━━ GIVEN DATA ━━
PR #3725, opened 2024-05-16
fix: (WC) do not return Safe as available on all optional Namespaces

schmanu:
## What it solves
Sometimes the chainChanged event is ignored if the connected dapp did not acknowledge the new session yet.
Then the dapp is stuck with a wrong chain on which the Safe is not deployed.

## How this PR fixes it
- Only uses our workaround if the Safe is not present in the requiredNamespace

## How to test it
- Connect to uniswap with a polygon Safe
- observe that the Safe is correctly recognized on Polygon

## Checklist

### DIFF
--- a/src/features/walletconnect/services/WalletConnectWallet.ts
+++ b/src/features/walletconnect/services/WalletConnectWallet.ts
@@ -82,8 +82,7 @@ class WalletConnectWallet {
   }
 
   private getNamespaces(proposal: Web3WalletTypes.SessionProposal, currentChainId: string, safeAddress: string) {
-    // Most dApps require mainnet, but we aren't always on mainnet
-    // As workaround, we pretend include all required with the Safe chainId
+    // As workaround, we pretend to support all the required chains plus the current Safe's chain
     const requiredChains = proposal.params.requiredNamespaces[EIP155]?.chains || []
 
     const supportedChainIds = [currentChainId].concat(requiredChains.map(stripEip155Prefix))
--- a/src/features/walletconnect/services/WalletConnectWallet.ts
+++ b/src/features/walletconnect/services/WalletConnectWallet.ts
@@ -83,14 +83,10 @@ class WalletConnectWallet {
 
   private getNamespaces(proposal: Web3WalletTypes.SessionProposal, currentChainId: string, safeAddress: string) {
     // Most dApps require mainnet, but we aren't always on mainnet
-    // As workaround, we pretend include all required and optional chains with the Safe chainId
+    // As workaround, we pretend include all required with the Safe chainId
     const requiredChains = proposal.params.requiredNamespaces[EIP155]?.chains || []
-    const optionalChains = proposal.params.optionalNamespaces[EIP155]?.chains || []
 
-    const supportedChainIds = [currentChainId].concat(
-      requiredChains.map(stripEip155Prefix),
-      optionalChains.map(stripEip155Prefix),
-    )
+    const supportedChainIds = [currentChainId].concat(requiredChains.map(stripEip155Prefix))
 
     const eip155ChainIds = supportedChainIds.map(getEip155ChainId)
     const eip155Accounts = eip155ChainIds.map((eip155ChainId) => `${eip155ChainId}:${safeAddress}`)
--- a/src/features/walletconnect/services/__tests__/WalletConnectWallet.test.ts
+++ b/src/features/walletconnect/services/__tests__/WalletConnectWallet.test.ts
@@ -155,21 +155,13 @@ describe('WalletConnectWallet', () => {
 
       await wallet.approveSession(
         proposal,
-        '69420', // Not in proposal, therefore not supported
+        '43114', // Not in proposal, therefore not supported
         toBeHex('0x123', 20),
       )
 
       const namespaces = {
         eip155: {
-          chains: [
-            'eip155:1',
-            'eip155:43114',
-            'eip155:42161',
-            'eip155:8453',
-            'eip155:100',
-            'eip155:137',
-            'eip155:1101',
-          ],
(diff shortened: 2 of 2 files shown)


src/features/walletconnect/services/WalletConnectWallet.ts
```diff
@@ -83,14 +83,10 @@ class WalletConnectWallet {
 
   private getNamespaces(proposal: Web3WalletTypes.SessionProposal, currentChainId: string, safeAddress: string) {
     // Most dApps require mainnet, but we aren't always on mainnet
-    // As workaround, we pretend include all required and optional chains with the Safe chainId
+    // As workaround, we pretend include all required with the Safe chainId
```
katspaugh, line 86:
```suggestion
    // As workaround, we pretend to support all the required chains plus the current Safe's chain
```

katspaugh (approved):
🦸

src/features/walletconnect/services/WalletConnectWallet.ts
```diff
@@ -82,15 +82,10 @@ class WalletConnectWallet {
...
-    // As workaround, we pretend include all required and optional chains with the Safe chainId
+    // As workaround, we pretend to support all the required chains plus the current Safe's chain
     const requiredChains = proposal.params.requiredNamespaces[EIP155]?.chains || []
-    const optionalChains = proposal.params.optionalNamespaces[EIP155]?.chains || []
 
-    const supportedChainIds = [currentChainId].concat(
-      requiredChains.map(stripEip155Prefix),
-      optionalChains.map(stripEip155Prefix),
-    )
+    const supportedChainIds = [currentChainId].concat(requiredChains.map(stripEip155Prefix))
```
compojoom, line 88: If we don't add the optional chains wouldn't that mean that the moment you switch your network the connection will be closed?

schmanu: I will check

schmanu: You are right. I will readd those :)

schmanu: You can not return a chainId in the namespace without an account. So we would be stuck with the same workaround in the end which caused the bug.
I feel like having to reconnect after switching to another Safe is the lesser devil than not being able to connect on any chain other than mainnet. But We should discuss this.

francovenica:
I got this alert/prompt when I tried to connect in Uniswap with Polygon which I don't think is intended

image

francovenica:
I'm having different behaviors between current prod, this PR and Uniswap and I don't know if they are intended. 

In prod, you can easily change from one network to the other no problem, but if you try in this PR the Uniswap app will tell you that you wallet doesn't support the networks (tried also in prod CGW since it has all networks but with same result.

Although it might be considered an issue on Uniswap side, is weird that the behavior changes depending if we use the PR or current Prod
In prod:
uni in prod

Using this PR:
uni in PR

francovenica:
I tried to connect to OpenSea several times. In the safe app you can see the connection (in the top bar) but in openSea, or the WC modal with the QR code doesn't even close or the WC option in the modal where you select the wallet shows a infinite loading icon. 
I never got the message that OpenSea makes you sign to connect in the safe

I'm not don't know if this an issue from OpenSea side, but in current prod the connection works fine (the message pop's up, I signed, I connect just fine...)

schmanu:
> I got this alert/prompt when I tried to connect in Uniswap with Polygon which I don't think is intended
> 
> image
> 
> After accepting it (I wrote "Continue" but idk what to write because it doesn't say) didn't tirgger anymore, the only way to trigger it is by clearing the LS and cache of the safe app and trying again
> 
> Go to Uniswap, set it to ethereum there Open the WC modal and copy the hash Go to the safe app in a safe in Polygon Paste the code in the WC modal to connect The popUp should show up

@francovenica 
I cannot reproduce this. Tried it multiple times for me the following happens, which is also expected and correct:
1. I open Uniswap on Ethereum Mainnet
2. I click on connect wallet via Wallet Connect and copy the hash
3. I go to our Safe Wallet interface and open a Safe on Polygon
4. Now I copy the hash into the WC Modal in that Safe
5. The Safe connects, no pop up shows and uniswap switches to Polygon

schmanu:
> I'm having different behaviors between current prod, this PR and Uniswap and I don't know if they are intended.
> 
> In prod, you can easily change from one network to the other no problem, but if you try in this PR the Uniswap app will tell you that you wallet doesn't support the networks (tried also in prod CGW since it has all networks but with same result.
> 
> Although it might be considered an issue on Uniswap side, is weird that the behavior changes depending if we use the PR or current Prod In prod: 

This is expected and this is actually what this fix does:
- In current Prod we pretend that the Safe exists on all networks, but in fact it only exists on Mainnet. Switching to a network where the Safe does not exist should not be offered by Uniswap

schmanu:
> I tried to connect to OpenSea several times. In the safe app you can see the connection (in the top bar) but in openSea, or the WC modal with the QR code doesn't even close or the WC option in the modal where you select the wallet shows a infinite loading icon. I never got the message that OpenSea makes you sign to connect in the safe
> 
> I'm not don't know if this an issue from OpenSea side, but in current prod the connection works fine (the message pop's up, I signed, I connect just fine...)

I also can not reproduce this:
I tried different Safes now on Mainnet, Optimism and Polygon and connection / signing the login message always worked without any issues :/

francovenica:
Well, I tried to reproduce again the issues I reported, but they are working fine now

I cannot make that prompt to show up anymore
OpenSea is connecting fine now in different networks

I already tried Curve and Safe-as-owner and those work fine as well
Checked that chaning network in the safe app disconnects the current connected dapp in the WC topbar

LGTM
━━━
### [TASK TO CARRY OUT]
Go through the listing above and reproduce all of it exactly.

### [EXPECTED OUTPUT]
PR #3725, opened 2024-05-16
fix: (WC) do not return Safe as available on all optional Namespaces

schmanu:
## What it solves
Sometimes the chainChanged event is ignored if the connected dapp did not acknowledge the new session yet.
Then the dapp is stuck with a wrong chain on which the Safe is not deployed.

## How this PR fixes it
- Only uses our workaround if the Safe is not present in the requiredNamespace

## How to test it
- Connect to uniswap with a polygon Safe
- observe that the Safe is correctly recognized on Polygon

## Checklist

### DIFF
--- a/src/features/walletconnect/services/WalletConnectWallet.ts
+++ b/src/features/walletconnect/services/WalletConnectWallet.ts
@@ -82,8 +82,7 @@ class WalletConnectWallet {
   }
 
   private getNamespaces(proposal: Web3WalletTypes.SessionProposal, currentChainId: string, safeAddress: string) {
-    // Most dApps require mainnet, but we aren't always on mainnet
-    // As workaround, we pretend include all required with the Safe chainId
+    // As workaround, we pretend to support all the required chains plus the current Safe's chain
     const requiredChains = proposal.params.requiredNamespaces[EIP155]?.chains || []
 
     const supportedChainIds = [currentChainId].concat(requiredChains.map(stripEip155Prefix))
--- a/src/features/walletconnect/services/WalletConnectWallet.ts
+++ b/src/features/walletconnect/services/WalletConnectWallet.ts
@@ -83,14 +83,10 @@ class WalletConnectWallet {
 
   private getNamespaces(proposal: Web3WalletTypes.SessionProposal, currentChainId: string, safeAddress: string) {
     // Most dApps require mainnet, but we aren't always on mainnet
-    // As workaround, we pretend include all required and optional chains with the Safe chainId
+    // As workaround, we pretend include all required with the Safe chainId
     const requiredChains = proposal.params.requiredNamespaces[EIP155]?.chains || []
-    const optionalChains = proposal.params.optionalNamespaces[EIP155]?.chains || []
 
-    const supportedChainIds = [currentChainId].concat(
-      requiredChains.map(stripEip155Prefix),
-      optionalChains.map(stripEip155Prefix),
-    )
+    const supportedChainIds = [currentChainId].concat(requiredChains.map(stripEip155Prefix))
 
     const eip155ChainIds = supportedChainIds.map(getEip155ChainId)
     const eip155Accounts = eip155ChainIds.map((eip155ChainId) => `${eip155ChainId}:${safeAddress}`)
--- a/src/features/walletconnect/services/__tests__/WalletConnectWallet.test.ts
+++ b/src/features/walletconnect/services/__tests__/WalletConnectWallet.test.ts
@@ -155,21 +155,13 @@ describe('WalletConnectWallet', () => {
 
       await wallet.approveSession(
         proposal,
-        '69420', // Not in proposal, therefore not supported
+        '43114', // Not in proposal, therefore not supported
         toBeHex('0x123', 20),
       )
 
       const namespaces = {
         eip155: {
-          chains: [
-            'eip155:1',
-            'eip155:43114',
-            'eip155:42161',
-            'eip155:8453',
-            'eip155:100',
-            'eip155:137',
-            'eip155:1101',
-          ],
(diff shortened: 2 of 2 files shown)


src/features/walletconnect/services/WalletConnectWallet.ts
```diff
@@ -83,14 +83,10 @@ class WalletConnectWallet {
 
   private getNamespaces(proposal: Web3WalletTypes.SessionProposal, currentChainId: string, safeAddress: string) {
     // Most dApps require mainnet, but we aren't always on mainnet
-    // As workaround, we pretend include all required and optional chains with the Safe chainId
+    // As workaround, we pretend include all required with the Safe chainId
```
katspaugh, line 86:
```suggestion
    // As workaround, we pretend to support all the required chains plus the current Safe's chain
```

katspaugh (approved):
🦸

src/features/walletconnect/services/WalletConnectWallet.ts
```diff
@@ -82,15 +82,10 @@ class WalletConnectWallet {
...
-    // As workaround, we pretend include all required and optional chains with the Safe chainId
+    // As workaround, we pretend to support all the required chains plus the current Safe's chain
     const requiredChains = proposal.params.requiredNamespaces[EIP155]?.chains || []
-    const optionalChains = proposal.params.optionalNamespaces[EIP155]?.chains || []
 
-    const supportedChainIds = [currentChainId].concat(
-      requiredChains.map(stripEip155Prefix),
-      optionalChains.map(stripEip155Prefix),
-    )
+    const supportedChainIds = [currentChainId].concat(requiredChains.map(stripEip155Prefix))
```
compojoom, line 88: If we don't add the optional chains wouldn't that mean that the moment you switch your network the connection will be closed?

schmanu: I will check

schmanu: You are right. I will readd those :)

schmanu: You can not return a chainId in the namespace without an account. So we would be stuck with the same workaround in the end which caused the bug.
I feel like having to reconnect after switching to another Safe is the lesser devil than not being able to connect on any chain other than mainnet. But We should discuss this.

francovenica:
I got this alert/prompt when I tried to connect in Uniswap with Polygon which I don't think is intended

image

francovenica:
I'm having different behaviors between current prod, this PR and Uniswap and I don't know if they are intended. 

In prod, you can easily change from one network to the other no problem, but if you try in this PR the Uniswap app will tell you that you wallet doesn't support the networks (tried also in prod CGW since it has all networks but with same result.

Although it might be considered an issue on Uniswap side, is weird that the behavior changes depending if we use the PR or current Prod
In prod:
uni in prod

Using this PR:
uni in PR

francovenica:
I tried to connect to OpenSea several times. In the safe app you can see the connection (in the top bar) but in openSea, or the WC modal with the QR code doesn't even close or the WC option in the modal where you select the wallet shows a infinite loading icon. 
I never got the message that OpenSea makes you sign to connect in the safe

I'm not don't know if this an issue from OpenSea side, but in current prod the connection works fine (the message pop's up, I signed, I connect just fine...)

schmanu:
> I got this alert/prompt when I tried to connect in Uniswap with Polygon which I don't think is intended
> 
> image
> 
> After accepting it (I wrote "Continue" but idk what to write because it doesn't say) didn't tirgger anymore, the only way to trigger it is by clearing the LS and cache of the safe app and trying again
> 
> Go to Uniswap, set it to ethereum there Open the WC modal and copy the hash Go to the safe app in a safe in Polygon Paste the code in the WC modal to connect The popUp should show up

@francovenica 
I cannot reproduce this. Tried it multiple times for me the following happens, which is also expected and correct:
1. I open Uniswap on Ethereum Mainnet
2. I click on connect wallet via Wallet Connect and copy the hash
3. I go to our Safe Wallet interface and open a Safe on Polygon
4. Now I copy the hash into the WC Modal in that Safe
5. The Safe connects, no pop up shows and uniswap switches to Polygon

schmanu:
> I'm having different behaviors between current prod, this PR and Uniswap and I don't know if they are intended.
> 
> In prod, you can easily change from one network to the other no problem, but if you try in this PR the Uniswap app will tell you that you wallet doesn't support the networks (tried also in prod CGW since it has all networks but with same result.
> 
> Although it might be considered an issue on Uniswap side, is weird that the behavior changes depending if we use the PR or current Prod In prod: 

This is expected and this is actually what this fix does:
- In current Prod we pretend that the Safe exists on all networks, but in fact it only exists on Mainnet. Switching to a network where the Safe does not exist should not be offered by Uniswap

schmanu:
> I tried to connect to OpenSea several times. In the safe app you can see the connection (in the top bar) but in openSea, or the WC modal with the QR code doesn't even close or the WC option in the modal where you select the wallet shows a infinite loading icon. I never got the message that OpenSea makes you sign to connect in the safe
> 
> I'm not don't know if this an issue from OpenSea side, but in current prod the connection works fine (the message pop's up, I signed, I connect just fine...)

I also can not reproduce this:
I tried different Safes now on Mainnet, Optimism and Polygon and connection / signing the login message always worked without any issues :/

francovenica:
Well, I tried to reproduce again the issues I reported, but they are working fine now

I cannot make that prompt to show up anymore
OpenSea is connecting fine now in different networks

I already tried Curve and Safe-as-owner and those work fine as well
Checked that chaning network in the safe app disconnects the current connected dapp in the WC topbar

LGTM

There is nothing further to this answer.